Gunnar – relationships buffer stress

So, I spent a good part of my early career trying to understand what regulates stress in very young children who were too young to regulate stress by controlling and predicting and all of those things. And the biggest thing was relationships. So what regulated, incredibly powerful stress regulators, to be in a secure attachment relationship with a person who is present. Not just to be in a secure attachment relationship and that person isn’t present, but to have that person present and you trust, and we’re still trying to figure out but I think it actually influences a region call the orbital frontal cortex, and it probably actually short circuits the signals to stress biology. 

So what, for example, we studied babies when they were going to their Well Baby checkup—I use doctors a lot to stress babies because they could do things to make the baby healthy that were way more stressful than I could do—and we were interested in the physical exam and the shots that babies get. Two big shots. One in each thigh. Two months, four months, six months, and sometime in the second year. And we followed babies over those shots, and boy, at two months they’re little bodies were going off like crazy, but that was probably okay because they don’t have all those receptors yet for stress biology. 

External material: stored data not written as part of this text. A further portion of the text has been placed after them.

PR #4511, opened 2022-12-22
ci: fix canary failures

mndeveci:
- Change terraform tests to `assertIn` certain text is printed.
- Run `package` tests in parallel (which speeds up 10mins per package test group [~40mins in total])
- Run `delete` tests in parallel (which speeds up 8mins per delete test group [~32mins in total])
- Add `dateparser` to hidden imports which was caught by newly added pyinstaller checks (I am in between whether we should add this as exclusion to the dynamic import validation that we added)

#### Mandatory Checklist

- [ ] Write/update unit tests
- [x] `make pr` passes
- [ ] Write documentation

### DIFF
--- a/appveyor-ubuntu.yml
+++ b/appveyor-ubuntu.yml
@@ -296,7 +296,7 @@ for:
 
     test_script:
       - "pip install -e \".[dev]\""
-      - sh: "pytest -vv tests/integration/delete --json-report --json-report-file=TEST_REPORT-integration-delete.json"
+      - sh: "pytest -vv tests/integration/delete -n 4 --reruns 4 --json-report --json-report-file=TEST_REPORT-integration-delete.json"
 
   # Integ testing sync
   -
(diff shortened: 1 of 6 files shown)


jfuss (approved):

mildaniel (approved):

appveyor-ubuntu.yml
```diff
@@ -296,7 +296,7 @@ for:
 
     test_script:
       - "pip install -e \".[dev]\""
-      - sh: "pytest -vv tests/integration/delete --json-report --json-report-file=TEST_REPORT-integration-delete.json"
```
sriram-mv, line 299: we could use -n auto as well, as it will scale to number of CPUs available.

sriram-mv (approved):

appveyor-ubuntu.yml
mndeveci: True, but I didn't want to get throttled in case these are running in an 8 or more core environments.

Issue #4605, opened 2023-01-22
Bug: Executable zipped during Terraform hook loses execute permissions when extracted back into build artifact directory


ceptoplex:
### Description:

And then it began to shut down and by 12 months, they didn’t elevate at all. Now, they cried like heck. They hated having shots. Their heart rates went up. But their cortisol didn’t budge. Unless they were in an insecure attachment relationship with their parent, in which case it activated, not horribly, but it was as if the presence of that secure relationship was serving as a buffer. And the less secure relationships were sort of leaky buffers. We of course know that if you take that buffer away, if you send a child to child care, and they’re alone, they’ve lost their buffer and they haven’t yet made the relationship with the person in the day care centre, it’s going to take weeks of every day that baby’s going to elevate, a lot. But after a time, after about two, three weeks, they only elevate a little bit.